• [THE DATA]
>>>
PR #498, opened 2026-05-13
fix: quote qualified Postgres table identifiers

### LINKED ISSUE #442: Postgres destination: switch raw SQL f-strings to psycopg2.sql.Identifier for safe quoting
## Summary

The PostgreSQL destination uses raw f-string interpolation for table names in several SQL paths, including `_load_replace`, `_load_replace_swap`, `finalize_sync`, and `_load_upsert` (via `_build_insert_sql`). This breaks for identifiers containing `.`, mixed case, reserved words, or spaces.

Existing precedent for the right pattern is at [`drt/destinations/postgres.py`](drt/destinations/postgres.py) `get_row_count()`, which uses `psycopg2.sql.Identifier` — but even that call passes `config.table` as a single string, so a schema-qualified name like `public.scores` would be quoted as a single identifier (`\"public.scores\"`) instead of schema-qualified (`\"public\".\"scores\"`).

## Background

Surfaced during review of #435 (zero-downtime replace via swap) by @yodakanohoshi:

> The swap path could follow the same approach \\[as `get_row_count`\\]. The existing `_load_replace` also uses raw f-string interpolation, so this PR doesn't add a regression — but it does extend the inconsistency by another method.

Deferred from #435 to keep that PR's scope on the data-loss bug fix and its regression tests. This issue captures the broader cleanup as a follow-up.

## Proposed Approach

1. Add a `_split_qualified(table: str) -> tuple[str | None, str]` helper that splits `\"schema.table\"` into `(schema, relation)` and returns `(None, table)` if unqualified.
2. Add a `_qualified_ident(schema, relation) -> sql.Identifier` helper that produces `Identifier(schema, relation)` (or `Identifier(relation)` if no schema) — both forms quote each part correctly.
3. Replace raw f-string SQL in:
   - `_load_replace` (TRUNCATE / INSERT)
   - `_load_replace_swap` (DROP / CREATE / INSERT)
   - `finalize_sync` swap path (RENAME / DROP)
   - `_load_upsert` and `_build_insert_sql` (INSERT, ON CONFLICT)
   - `get_row_count` (currently passes single-arg `Identifier(config.table)`, breaks for `schema.table`)
4. Audit `drt/destinations/mysql.py` and `drt/destinations/clickhouse.py` for the same issue — each has its own DB-API and quoting style, so the fix may differ per destination.

## Out of Scope

- Adding configuration to support truly arbitrary identifiers (quoted with embedded `.` or `\"`) — those are vanishingly rare in real warehouse table names and not worth supporting until requested.

## Acceptance Criteria

- [ ] All Postgres SQL paths use `psycopg2.sql` composed queries (no f-string interpolation of identifiers).
- [ ] Tests cover schema-qualified table names (e.g., `marketing.email_events`) end-to-end for at least replace, swap, and upsert paths.
- [ ] `get_row_count` correctly handles schema-qualified table names.

Photon101:
Closes #442.

## Summary
- add helpers that split optional `schema.table` names and compose `psycopg2.sql.Identifier` with separate schema/relation parts
- use the helpers across Postgres row count, replace, swap, finalize, insert, and upsert SQL paths
- keep swap shadow/old suffixes on the relation name so `marketing.email_events` becomes `marketing.email_events__drt_swap`, not a single quoted identifier
- add regression coverage for schema-qualified upsert, replace, swap, row-count, and replace error paths

## Validation
- `uv run --extra dev --extra postgres python -m pytest tests/unit/test_postgres_destination.py tests/unit/test_dry_run_row_count.py tests/unit/test_dry_run_summary.py -v`
- `uv run --extra dev --extra postgres python -m pytest --cov=drt.destinations.postgres --cov-report=term-missing tests/unit/test_postgres_destination.py`
- `uv run --extra dev --extra postgres ruff check drt/destinations/postgres.py tests/unit/test_postgres_destination.py`
- `uv run --extra dev --extra postgres mypy drt/destinations/postgres.py`
- `git diff --check`

### DIFF
--- a/drt/destinations/postgres.py
+++ b/drt/destinations/postgres.py
@@ -87,6 +87,39 @@ def _serialize_value(
     return value
 
 
+def _split_qualified(table: str) -> tuple[str | None, str]:
+    """Split an optional ``schema.table`` name into schema and relation parts."""
+    if "." not in table:
+        return None, table
+    schema, relation = table.split(".", 1)
+    return schema or None, relation
+
+
+def _join_qualified(schema: str | None, relation: str) -> str:
+    if schema is None:
+        return relation
+    return f"{schema}.{relation}"
+
+
+def _qualified_ident(table: str) -> Any:
+    """Return a psycopg2 Identifier that quotes each qualified-name part."""
+    from psycopg2 import sql as _pgsql
+
+    schema, relation = _split_qualified(table)
+    if schema is None:
+        return _pgsql.Identifier(relation)
+    return _pgsql.Identifier(schema, relation)
+
+
+def _relation_name(table: str) -> str:
+    return _split_qualified(table)[1]
+
+
+def _with_relation_suffix(table: str, suffix: str) -> str:
+    schema, relation = _split_qualified(table)
+    return _join_qualified(schema, f"{relation}{suffix}")
+
+
 class PostgresDestination:
     """Upsert or replace records into a PostgreSQL table."""
 
@@ -166,7 +199,7 @@ class PostgresDestination:
         try:
             cur = conn.cursor()
             query = sql.SQL("SELECT COUNT(*) FROM {}").format(
-                sql.Identifier(config.table)
+                _qualified_ident(config.table)
             )
             cur.execute(query)
             row = cur.fetchone()
@@ -199,7 +232,7 @@ class PostgresDestination:
         result = SyncResult()
 
         if not self._replace_truncated:
-            cur.execute(_pgsql.SQL("TRUNCATE TABLE {}").format(_pgsql.Identifier(table)))
+            cur.execute(_pgsql.SQL("TRUNCATE TABLE {}").format(_qualified_ident(table)))
             self._replace_truncated = True
 
         query = self._build_insert_sql(table, columns)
<<<
• [AIM OF THE EXERCISE] From top to bottom, please output the material exactly.

• [RESULT]
PR #498, opened 2026-05-13
fix: quote qualified Postgres table identifiers

### LINKED ISSUE #442: Postgres destination: switch raw SQL f-strings to psycopg2.sql.Identifier for safe quoting
## Summary

The PostgreSQL destination uses raw f-string interpolation for table names in several SQL paths, including `_load_replace`, `_load_replace_swap`, `finalize_sync`, and `_load_upsert` (via `_build_insert_sql`). This breaks for identifiers containing `.`, mixed case, reserved words, or spaces.

Existing precedent for the right pattern is at [`drt/destinations/postgres.py`](drt/destinations/postgres.py) `get_row_count()`, which uses `psycopg2.sql.Identifier` — but even that call passes `config.table` as a single string, so a schema-qualified name like `public.scores` would be quoted as a single identifier (`\"public.scores\"`) instead of schema-qualified (`\"public\".\"scores\"`).

## Background

Surfaced during review of #435 (zero-downtime replace via swap) by @yodakanohoshi:

> The swap path could follow the same approach \\[as `get_row_count`\\]. The existing `_load_replace` also uses raw f-string interpolation, so this PR doesn't add a regression — but it does extend the inconsistency by another method.

Deferred from #435 to keep that PR's scope on the data-loss bug fix and its regression tests. This issue captures the broader cleanup as a follow-up.

## Proposed Approach

1. Add a `_split_qualified(table: str) -> tuple[str | None, str]` helper that splits `\"schema.table\"` into `(schema, relation)` and returns `(None, table)` if unqualified.
2. Add a `_qualified_ident(schema, relation) -> sql.Identifier` helper that produces `Identifier(schema, relation)` (or `Identifier(relation)` if no schema) — both forms quote each part correctly.
3. Replace raw f-string SQL in:
   - `_load_replace` (TRUNCATE / INSERT)
   - `_load_replace_swap` (DROP / CREATE / INSERT)
   - `finalize_sync` swap path (RENAME / DROP)
   - `_load_upsert` and `_build_insert_sql` (INSERT, ON CONFLICT)
   - `get_row_count` (currently passes single-arg `Identifier(config.table)`, breaks for `schema.table`)
4. Audit `drt/destinations/mysql.py` and `drt/destinations/clickhouse.py` for the same issue — each has its own DB-API and quoting style, so the fix may differ per destination.

## Out of Scope

- Adding configuration to support truly arbitrary identifiers (quoted with embedded `.` or `\"`) — those are vanishingly rare in real warehouse table names and not worth supporting until requested.

## Acceptance Criteria

- [ ] All Postgres SQL paths use `psycopg2.sql` composed queries (no f-string interpolation of identifiers).
- [ ] Tests cover schema-qualified table names (e.g., `marketing.email_events`) end-to-end for at least replace, swap, and upsert paths.
- [ ] `get_row_count` correctly handles schema-qualified table names.

Photon101:
Closes #442.

## Summary
- add helpers that split optional `schema.table` names and compose `psycopg2.sql.Identifier` with separate schema/relation parts
- use the helpers across Postgres row count, replace, swap, finalize, insert, and upsert SQL paths
- keep swap shadow/old suffixes on the relation name so `marketing.email_events` becomes `marketing.email_events__drt_swap`, not a single quoted identifier
- add regression coverage for schema-qualified upsert, replace, swap, row-count, and replace error paths

## Validation
- `uv run --extra dev --extra postgres python -m pytest tests/unit/test_postgres_destination.py tests/unit/test_dry_run_row_count.py tests/unit/test_dry_run_summary.py -v`
- `uv run --extra dev --extra postgres python -m pytest --cov=drt.destinations.postgres --cov-report=term-missing tests/unit/test_postgres_destination.py`
- `uv run --extra dev --extra postgres ruff check drt/destinations/postgres.py tests/unit/test_postgres_destination.py`
- `uv run --extra dev --extra postgres mypy drt/destinations/postgres.py`
- `git diff --check`

### DIFF
--- a/drt/destinations/postgres.py
+++ b/drt/destinations/postgres.py
@@ -87,6 +87,39 @@ def _serialize_value(
     return value
 
 
+def _split_qualified(table: str) -> tuple[str | None, str]:
+    """Split an optional ``schema.table`` name into schema and relation parts."""
+    if "." not in table:
+        return None, table
+    schema, relation = table.split(".", 1)
+    return schema or None, relation
+
+
+def _join_qualified(schema: str | None, relation: str) -> str:
+    if schema is None:
+        return relation
+    return f"{schema}.{relation}"
+
+
+def _qualified_ident(table: str) -> Any:
+    """Return a psycopg2 Identifier that quotes each qualified-name part."""
+    from psycopg2 import sql as _pgsql
+
+    schema, relation = _split_qualified(table)
+    if schema is None:
+        return _pgsql.Identifier(relation)
+    return _pgsql.Identifier(schema, relation)
+
+
+def _relation_name(table: str) -> str:
+    return _split_qualified(table)[1]
+
+
+def _with_relation_suffix(table: str, suffix: str) -> str:
+    schema, relation = _split_qualified(table)
+    return _join_qualified(schema, f"{relation}{suffix}")
+
+
 class PostgresDestination:
     """Upsert or replace records into a PostgreSQL table."""
 
@@ -166,7 +199,7 @@ class PostgresDestination:
         try:
             cur = conn.cursor()
             query = sql.SQL("SELECT COUNT(*) FROM {}").format(
-                sql.Identifier(config.table)
+                _qualified_ident(config.table)
             )
             cur.execute(query)
             row = cur.fetchone()
@@ -199,7 +232,7 @@ class PostgresDestination:
         result = SyncResult()
 
         if not self._replace_truncated:
-            cur.execute(_pgsql.SQL("TRUNCATE TABLE {}").format(_pgsql.Identifier(table)))
+            cur.execute(_pgsql.SQL("TRUNCATE TABLE {}").format(_qualified_ident(table)))
             self._replace_truncated = True
 
         query = self._build_insert_sql(table, columns)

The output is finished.